======== RECORDS SUPPLIED
Issue #558, opened 2016-01-02
Looks a lot like bro pages...


michaeleisel:
And yet doesn't give any credit. I'm not associated in any way with bro pages, but this is unfair. Why does this repo exist?

waldyrious:
According to the commit history tldr was created earlier ([dec 2013](https://github.com/tldr-pages/tldr/graphs/contributors)) than bropages ([jan 2014](https://github.com/hubsmoke/bro/graphs/contributors)). So if anything, bropages "should" give credit to tldr (by your logic), although I don't believe that's how attribution works -- they seem to have been two [independent inventions](https://en.wikipedia.org/wiki/Multiple_discovery).

In any case, there have been calls for collaboration between the two initiatives (#266), but they have been met with little to no reaction from the bropages side (see https://github.com/hubsmoke/bro/issues/57). So I'd suggest closing this issue, either as misguided/incorrect, or as a duplicate of #266.

michaeleisel:
Eh, fair enough

Issue #488, opened 2015-12-30
They are not man pages.


RalphCorderoy:
"Simplified and community-driven man pages" is misleading.  They are not man pages in many ways;  they're not roff source, man(1) cannot format them, "man -k" doesn't search them, etc.  bro says their content is a supplement to man pages.  tdlr seem to be usage examples;  perhaps that phrase can be used instead of man pages.

sdaitzman:
I think that phrasing is okay. The project should not undersell itself. It's simpler than manpages (therefore simplified), it's community-driven (accepts PRs) and it's a manual system that lets you learn things (therefore man pages).

ostera:
@sdaitzman I couldn't have said it better. Thanks anyways @RalphCorderoy for taking the time to open this issue!

Issue #266, opened 2015-03-02
Collaborate with bropages/cheat?


waldyrious:
**(Note for context: this issue was created with the title "Collaborate with bropages?")**

It's quite unfortunate that there are two projects splitting the mindshare of easily approachable, community-maintained quick reference documents for console commands: tldr and [bropages](http://bropages.org).

I didn't find signs of any past discussion, so I'd thought I'd mention the possibility and call the maintainers @rprieto and @hubsmoke (and all interested parties, of course) to go over the possibilities.

To kick things off, it might be worth discussing:
- the merits of the friendlier submission mechanism of bropages and the possibilities of tldr adopting such a workflow
- the many-competing-versions model of bropages versus the more wiki-like single-canonical-document model of tldr
- ~~the possibility of developing a Ruby-based [tldr client](https://github.com/tldr-pages/tldr#clients)~~ (done since #288)
- whether a web-based client like [tldr.js](https://github.com/leostera/tldr.js) connecting to both databases could be a nice first step towards greater integration

What do you guys think?

leostera:
**Warning: Off the top of my head.**

> the merits of the friendlier submission mechanism of bropages and the possibilities of tldr adopting such a workflow

While the cli is friendlier than submitting PR's and allows everyone to collaborate easily, `tldr` wouldn't be able to guarantee that the pages are actually useful. I fear this: https://github.com/hubsmoke/bro/issues/47 and this https://github.com/hubsmoke/bro/issues/23 – this are features that would need to be developed that otherwise are available already in form of PR's.

And a bit of trouble goes a long way in keeping trolls away.

*Idea: Perhaps we could anonymously track the commands that are being searched, and thus easily know which ones people want but are not yet available? This way we could suggest which pages people could collaborate with, and even have them sorted by priority.*

> whether a web-based client like tldr.js connecting to both databases could be a nice first step towards greater integration

This I could, but I'd rather do not. Mostly because of the format of their documents. Sample: http://bropages.org/man.json – I'm not saying it can't be worked with, I'm saying it's heavily redundant.

But if tldr-pages was to entertain the idea of one API that would make client-side page-caching easy, one API to rebuild the pages index by a mere GitHub Webhook, one API to rule all clients and to HTTP bind them...

Then I'd take that API to Mordor.

waldyrious:
[...]

PR #561, opened 2016-01-03
Mention cheat and bro as similar projects in README.md

igorshubovych:
We are often asked to mention or collaborate with bro pages or cheat:
- #266
- #558
- #488 
- and more

Let's at least mention those projects in README.md as it is done in cheat.


felixonmars:
:+1:

PR #562, opened 2016-01-03
lsof: add page

mumumu:


ostera:
There already seems to be a page for lsof [here](https://github.com/tldr-pages/tldr/blob/55a3c44ea8be9aeb17fca01a798d78180ef46c9f/pages/common/lsof.md), why not merge your changes with that one?

mumumu:
> There already seems to be a page for lsof here

Oh, thank you for your notification. I'll create another PR to merge that page.

PR #564, opened 2016-01-03
lsof: add -u, -c example and note about privileges

mumumu:


ostera:
Thanks! While you are at it, would you mind replacing the `{{8080}}` for `{{port}}` and removing the pipe to `kill -9` ? So the page conforms to the format and conventions as you've followed in your additions.

pages/common/lsof.md
```diff
@@ -1,6 +1,7 @@
 # lsof
 
 > Lists open files and the corresponding processes
+> Note: In most case, you need root privilege (or sudo) because you want to list files opened by other than you.
```
waldyrious: Here it should be "In most case**s**".

pages/common/lsof.md
```diff
@@ -13,3 +14,11 @@
 - only output the process PID (e.g. to pipe into kill)
 
 `lsof -t {{/path/to/file}} | xargs kill -9`
+
+- list files opened by user
```
waldyrious: "by user" --> "by the given user"

pages/common/lsof.md
```diff
@@ -13,3 +14,11 @@
...
+
+`lsof -u {{username}}`
+
+- list files opened by command (or process) name (e.x nginx)
```
waldyrious: Suggestion: "list files opened by the given command or process"

mumumu:
> Thanks! While you are at it, would you mind replacing the {{8080}} for {{port}} and removing the pipe to kill -9 ? 

OK. fixed.

pages/common/lsof.md
```diff
@@ -8,8 +9,16 @@
...
 - only output the process PID (e.g. to pipe into kill)
 
-`lsof -t {{/path/to/file}} | xargs kill -9`
+`lsof -t {{/path/to/file}}`
+
+- list files opened by the given user
+
+`lsof -u {{username}}`
+
+- list files opened by the given command or process (e.x nginx)
```
waldyrious: I don't think the "(e.x nginx)" is necessary here.

pages/common/lsof.md
```diff
@@ -8,8 +9,16 @@
 
 - find the process that opened a local internet port
 
-`lsof -i :{{8080}}`
+`lsof -i :{{port}}`
 
 - only output the process PID (e.g. to pipe into kill)
 
-`lsof -t {{/path/to/file}} | xargs kill -9`
+`lsof -t {{/path/to/file}}`
```
ostera: While you forgot to remove the comment in line 14, `(e.g. to pipe into kill)`, it looks quite natural. I'd say it can stay but I'll let some of the other @maintainers decide.

mumumu:
> I don't think the "(e.x nginx)" is necessary here.
> ...
> While you forgot to remove the comment in line 14, (e.g. to pipe into kill)

OK. removed.

waldyrious:
LGTM :)

ostera:
Agh, my bad. We should have squashed this before merging :(

igorshubovych:
@ostera in the similar case in future, if you notice it in the several minutes after it, you can do a revert.
http://take.ms/zxsw7

waldyrious:
Doesn't the revert functionality just create another commit with the inverse diff?

ostera:
@waldir: yes that's why I didn't revert it!

PR #479, opened 2015-12-30
arp: add page

Misch-:
First time I've contributed to open source, starting small ;)

Not sure about putting the ip link command in since it isn't an arp command, but it's nice for flushing the table and I believe it's pretty standard. Windows and OSX seem to have different syntax for their arp command.

PR #565, opened 2016-01-03
arp: add page

nevsan:


igorshubovych:
See #479

rubenvereecken:
Sup @nevsan, we just merged #479 which introduces `arp` first. Do you want to have a look if you can merge your results? You can always ask if we can help you out.

rubenvereecken:
I see some value in this page (for example, clearing the cache) but for the sake of not dragging this on for too long, I'll close this for now since we can't trivially merge this with the page we already have.

I'd be very happy to review this merged with the other page.

PR #566, opened 2016-01-03
Add another Rust client to the list

dbrgn:
@rilut beat me to it :) Here's another Rust client that aims to support
offline caching, the way the NodeJS client does it.

Maybe we can merge the two clients somehow (rilut/rust-tldr#1),
otherwise they can coexist as they have a different focus: One fetches
the pages from the net on each command invocation, the other does local
caching.


waldyrious:
It would be much preferred if the efforts could be merged, indeed, especially since now a third Rust client has emerged per the issue linked.

dbrgn:
@waldyrious we're working on that :)

waldyrious:
@dbrgn awesome, looking forward to hear about the results :+1:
================
- _EXERCISE PROMPT_: Report only how many lines of the listing hold the word "such".

- _WRITTEN ANSWER_: 2